There are 6 comments at the moment, we would love to hear your opinion too.

  1. The FCA needs to investigate outsourcing in general.

    1. How can the adviser form charge for funds under management if they outsource, when they don’t manage?
    2. How ethical is getting a kick back from the DFM – who in effect just has to put up his price to cover?

    I am aware that some advisers claim they take an overview of outsourced funds – is this just a matter of too many cooks?

    The whole thing has a whiff about it that needs sorting.

  2. I must be really stupid, (please no comments)! I thought to be able to provide advice you had to be regulated, anything unauthorised is clearly not regulated advice, (even if it’s outsourced), so how can a transfer proceed?

  3. I thought that it is a criminal offence under FSMA 2000 to provide investment advice if not FCA authorised or exempt?

  4. If there is financial gain in the referral then questions quite rightly need to be asked. Why would anyone refer a client to an unauthorised ‘investment’ firm and risk the client’s savings and their own reputation?

    Enough already (sorry for sounding American there)!
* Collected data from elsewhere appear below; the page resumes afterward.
PR #3664, opened 2022-11-27
Make the default tray layout closer to the BionicPup and FossaPup one

dimkr:
This shouldn't affect any Puppy built with pTheme enabled.


lakshayrohila (approved):

lakshayrohila:
Looks great!

PR #3666, opened 2022-11-27
Remove symlink emblems from the default ROX-Filer pinboard

dimkr:
This shouldn't affect  any Puppy built with pTheme enabled.


lakshayrohila (approved):
Looks great to me! Many distros would actually need this.

dimkr:
> Looks great to me! Many distros would actually need this.

Actually, no. pTheme is sort of mandatory in every woof-CE build, because the pre-pTheme tools are broken. And pTheme always replaces the pinboard with one of its presets, so currently nobody uses the PuppyPin modified by this PR.

This PR will be useful after https://github.com/puppylinux-woof-CE/woof-CE/pull/3573 is merged and won't change anything for any current woof-CE user.

PR #3671, opened 2022-11-29
Make upup look more like FossaPup

dimkr:
Uses Numix (not the "dusk" variant, because only the former is available as an Ubuntu package), PMaterial, KDE cursors and @01micko's 431-dark.svg. I'd say this combination looks good, demonstrates how Puppy can be customized to be not-so-ugly, and it's pretty close to FossaPup.

jammy64


lakshayrohila (approved):
I always loved Fossapup theme over the theme I set for Jammypup. Looks great! Thanka for the PR!

PR #3672, opened 2022-11-29
Switch to the Pale Moon petbuild in {bionic,focal}64 too

dimkr:
@lakshayrohila Any reason not to do this?


lakshayrohila:
@dimkr, I don't think this might cause any problem. Maybe, you need to first try. I am currently accepting this PR, I don't think this will break anything.

lakshayrohila (approved):

dimkr:
Tested on jammy64 and bionic64, works fine. It's good to get rid of that ancient browser!

PR #3683, opened 2022-12-03
Add s15pup builds

peabee:


dimkr:
Do you want me to add them to the schedule of periodic builds? I can reduce the frequency of `slackware{,64}/15.0` to once a month and add a bi-weekly build of s15pup{32,64}.

woof-distro/x86/slackware/s15pup32/_00build.conf
```diff
@@ -0,0 +1,323 @@
...
+##   but you can specify a default app if you wish...
+## If you specify a value it will override anything that previously
+##   set that value in the corresponding script...
+## These are the current default*apps (scripts) in /usr/local/bin
+DEFAULTAPPS="
+defaultarchiver=
+defaultaudioeditor=
+defaultaudiomixer=
+defaultaudioplayer=
+defaultbrowser=light
```
dimkr, line 90: You can use @lakshayrohila's palemoon petbuild if you want a full-featured but relatively small browser without duplicate effort. The Ubuntu-based builds already use it and it works all the way back to 18.04.

woof-distro/x86_64/slackware64/s15pup64/_00build.conf
```diff
@@ -0,0 +1,304 @@
...
+# build docx, nlsx? yes/no - any other value = no
+BUILD_DOCX=no
+BUILD_NLSX=yes
+
+## include devx SFS in ISO?
+DEVX_IN_ISO=no
+
+## packages to build from source
+PETBUILD_GTK=2
+PETBUILDS="busybox aaa_pup_c gtkdialog jwm puppy_flat_icons puppy_standard_icons gtk_theme_flat_grey_rounded gtk_theme_gradient_grey gtk_theme_polished_blue xdg-puppy-jwm firewallstatus powerapplet_tray mtpaint"
```
dimkr, line 49: There are so many more that you can use instead of ancient .pet packages ... xlockmore, rxvt-unicode, transmission, Xdialog, yad, netmon_wce ... the list is long. Some petbuilds carry important fixes if you care about CPU usage, security and battery life - for example, the xlockmore petbuild supports power saving while the old .pet packages don't.

woof-distro/x86/slackware/s15pup32/_00build.conf
lakshayrohila: @dimkr That palemoon PETBUILDS is only for x86_64.

peabee:
This is a record of what has been built - future changes may be possible if they are needed due to user feedback.

I prefer to stick with the Light adrv sfs - it performs the functions of a basic browser and is half the size of Palemoon and easily replaced - sfs's of up-to-date versions of Chromium, Firefox and Palemoon are available to download.

I prefer to stick with the current mix of pets and petbuilds - petbuilds are great but slow down the build process considerably - if user feedback shows that an "ancient" (but well tested) .pet needs to move to a petbuild then that can be considered.

I don't think a periodic build is necessary as the S15Pup build is 100% Woof-CE with no added wrinkles so periodic builds won't help Woof-CE and could be confused with the official builds which will continue to be locally built and uploaded to SourceForge.

dimkr:
> if user feedback shows that an "ancient" (but well tested) .pet needs to move to a petbuild then that can be considered.

Why wait for users to tell you the old xlockmore package doesn't support DPMS and eats battery life of old laptops with bad batteries, if we already know this? (And that's only one example)

> petbuilds are great but slow down the build process considerably

A Thinkpad X220 with an old SSD can complete a clean woof-CE run in 10-15m. But oh well, I guess there's no way on earth I can convince you to reconsider getting rid of those old and buggy packages.

> I don't think a periodic build is necessary as the S15Pup build is 100% Woof-CE

If it's not built periodically, it will break over time and rot away just like all Ubuntu-based releases. If we don't have automated periodic builds, then it's up to you to ensure these configuration files keep working in your local setup.

dimkr:
@peabee https://github.com/puppylinux-woof-CE/woof-CE/pull/2953 is a good example of a bug that's super likely to be present in S15Pup but fixed in a petbuild. (Again, this is only one example: the petbuilds fix multiple decade-old bugs in Puppy.)

peabee:
> @peabee #2953 is a good example of a bug that's super likely to be present in S15Pup but fixed in a petbuild. (Again, this is only one example: the petbuilds fix multiple decade-old bugs in Puppy.)

line 292 of __00build.conf:
sed -i 's%#DISABLE_LOCK%DISABLE_LOCK%' etc/acpi/acpi.conf

probably prevents the "bug"....

dimkr:
> probably prevents the "bug"....

I don't see how exactly.

Boot S15Pup on a laptop, hit Super+L and close the lid. The laptop won't sleep and you'll see a password prompt when you open the lid. That's bug 1.

Close the window instead of entering a password. Hit Super+L  again, and nothing will happen. Close the lid, and nothing will happen. That's bug 2.

peabee:
Tweaks can come once the basics are merged - can I merge as is? Also the voidpup pull request?

dimkr:
> can I merge as is?

IMO yes

peabee:
Both S15Pup64 and S15Pup32 build correctly. Thanks.

PR #3689, opened 2022-12-04
Change to flat connman-ui icons

dimkr:
The current icons don't well work with some themes because they have too much detail and don't scale nicely, or the contrast is bad.

Before:

before

After:

after


dimkr:
Meh, f498125 is not good. The network tray icon is centered vertically but too small.

image

EDIT: the old netmon_wce icons are much better

image

dimkr:
@lakshayrohila What do you think about this one? It makes Numix and Breeze more usable.

lakshayrohila (approved):
@dimkr, seems great! 👍

PR #3692, opened 2022-12-05
Add Kubuntu theme.

lakshayrohila:
I created this theme sometime earlier, which seems to resemble theme that of Kubuntu, which I now use in all of the puppies I use.


lakshayrohila:
Seems like I created a branch from wrong branch. Correcting it and reopening the PR.

peabee (commented):
I think this should be a separate rootfs-package rather than part of jwm_config ....

PR #3694, opened 2022-12-05
Add void build dependencies to CI

dimkr:


lakshayrohila (approved):
@peabee, this PR will do it for you! You could add other build dependencies at line 88 of build.yml in the same way.

peabee (approved):
thanks

PR #3700, opened 2022-12-06
Installer improvements

dimkr:
This PR adds:
- An important reliability fix for bootflash
- Fix for bootflash failure when vmlinuz and initrd.gz are present in the ESP but not in pdrv
- efilinux support in bootflash, if present (= only dpup)
- syslinux support in bootflash, if present (= only dpup)
- Cleanup of broken buttons if grub4dos, cdrecord and xorriso are not present (= only dpup)


dimkr:
@peabee Objections to this PR? Shouldn't affect your builds, only adds two bug fixes

peabee (commented):
No comment. Maybe some worry about how much testing these sort of changes get.

dimkr:
> No comment. Maybe some worry about how much testing these sort of changes get.

The two fixes are super easy to test, they're safe and well-tested.

The new features (which are enabled only in dpup right now) are tested too, with multiple computers and both BIOS and UEFI. Everything seems to work well, including support for microcode loading, F2FS support, installation to a flash drive and installation from this flash drive to another.

Issue #3701, opened 2022-12-06
apt: key not found; Jammy64


lakshayrohila:
Don't know if this error is related to woof-CE or not, but the error at the bottom is related. This is the error:-
```
apt update
Hit:1 http://archive.ubuntu.com/ubuntu jammy InRelease
Get:2 http://packages.microsoft.com/repos/code stable InRelease [10.4 kB]
Get:3 http://archive.ubuntu.com/ubuntu jammy-updates InRelease [114 kB]
Err:2 http://packages.microsoft.com/repos/code stable InRelease
  The following signatures couldn't be verified because the public key is not available: NO_PUBKEY EB3E94ADBE1229CF
Get:4 http://archive.ubuntu.com/ubuntu jammy-security InRelease [110 kB]
Get:5 http://archive.ubuntu.com/ubuntu jammy-updates/main amd64 Packages [755 kB]
Get:6 http://archive.ubuntu.com/ubuntu jammy-updates/main i386 Packages [389 kB]
Get:7 http://archive.ubuntu.com/ubuntu jammy-updates/main Translation-en [169 kB]
Get:8 http://archive.ubuntu.com/ubuntu jammy-updates/main amd64 c-n-f Metadata [11.3 kB]
Get:9 http://archive.ubuntu.com/ubuntu jammy-updates/universe i386 Packages [555 kB]
Get:10 http://archive.ubuntu.com/ubuntu jammy-updates/universe amd64 Packages [761 kB]
Get:11 http://archive.ubuntu.com/ubuntu jammy-updates/universe amd64 c-n-f Metadata [14.0 kB]
Get:12 http://archive.ubuntu.com/ubuntu jammy-updates/multiverse i386 Packages [1,712 B]
Get:13 http://archive.ubuntu.com/ubuntu jammy-updates/multiverse amd64 Packages [7,300 B]
Get:14 http://archive.ubuntu.com/ubuntu jammy-updates/restricted i386 Packages [24.7 kB]
Get:15 http://archive.ubuntu.com/ubuntu jammy-updates/restricted amd64 Packages [484 kB]
Get:16 http://archive.ubuntu.com/ubuntu jammy-security/main i386 Packages [221 kB]
Get:17 http://archive.ubuntu.com/ubuntu jammy-security/main amd64 Packages [522 kB]
Get:18 http://archive.ubuntu.com/ubuntu jammy-security/main Translation-en [112 kB]
[...]

Issue #3699, opened 2022-12-06
(Few)debianutils programs not installed on jammy64.


lakshayrohila:
I encountered with this error today when I tried to install `ksh` through `apt`.

It said that a program named `add-shell` was not found. So the post-configuration was not completed.

Again, when I tried to uninstall `ksh`, it reported error that `remove-shell` was not found.

Both are part of `debianutils`.

According to https://github.com/puppylinux-woof-CE/woof-CE/blob/testing/woof-distro/x86_64/ubuntu/jammy64/DISTRO_PKGS_SPECS-ubuntu-jammy#L98, `debianutils` **is** going to be installed, which it reports to be as well.

Running `apt install --reinstall debianutils` resolves the problem, with some other configurations so that apt does not continue with uninstalling/installing  `ksh` (or other shells).

lakshayrohila:
Investigating a bit more into the problem, I found this message when `apt install --reinstall debianutils` is run without running `apt update` at first. Here is the message:-
```
$ apt install --reinstall debianutils
Reading package lists... Done
Building dependency tree... Done
Reading state information... Done
Reinstallation of debianutils is not possible, it cannot be downloaded.
0 upgraded, 0 newly installed, 0 to remove and 0 not upgraded.
```

lakshayrohila:
I ran a build yesterday (woof-CE was at commit 54495087bac668daa0abdb7a1308e0724b76f359 " add hardinfo petbuild"): [link to the github build](https://github.com/lakshayrohila/woof-CE/actions/runs/3929788799/jobs/6719016420).

I downloaded the log, wrote a script which prints grepped log messages in tabular form, and ran that script on the log. Here is the result by grepping `debianutils`:
```
----------------------------------------------------------------------------------------------------------------------------------
| ./0setup                                                                                                                       |
----------------------------------------------------------------------------------------------------------------------------------
| 6722 | abiword-deps acl adduser alsa-lib libasound2-plugins-pulseonly alsa-utils atk at-spi2-atk attr audit autoconf automake  |
|      | autopoint base-files bash bash-completion bbe bc binutils bison blueman bluez bzip2 breeze-cursor-theme brightnessctl c |
|      | a-certificates cairo ccache connman coreutils cmake cpio cpp crda curl cyrus-sasl2 dash dbus dbus-user-session d-conf d |
[...]

PR #3702, opened 2022-12-06
Possibly fix https://github.com/puppylinux-woof-CE/woof-CE/issues/3701.

lakshayrohila:


dimkr:
Why not just let the user install these extra packages if needed?

lakshayrohila:
I need a bit more time to investigate into this problem and https://github.com/puppylinux-woof-CE/woof-CE/issues/3699, which seem to bee related. Will tell you about this thing later on. Currently converting this PR as a draft.

lakshayrohila:
Closing the PR for now until I get any idea of what needs to be done. Haven't actually tested this stuff yet.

Strikes me there is far too much nonsense going on. If the products are that good, go get them regulated and if that takes too long then it’s for a very good reason! I’ve been in this sector for 30 plus years now and the wheels are still the same shape and performing the same core functions as ever they were and with principally the same outcomes!

    If it sounds too good to be true then it probably is!

  5. Compliance Thought 30th November 2015 at 2:35 pm

    Another lot of compensation to be dumped on the FSCS then when the authorised advisers cant meet the claims.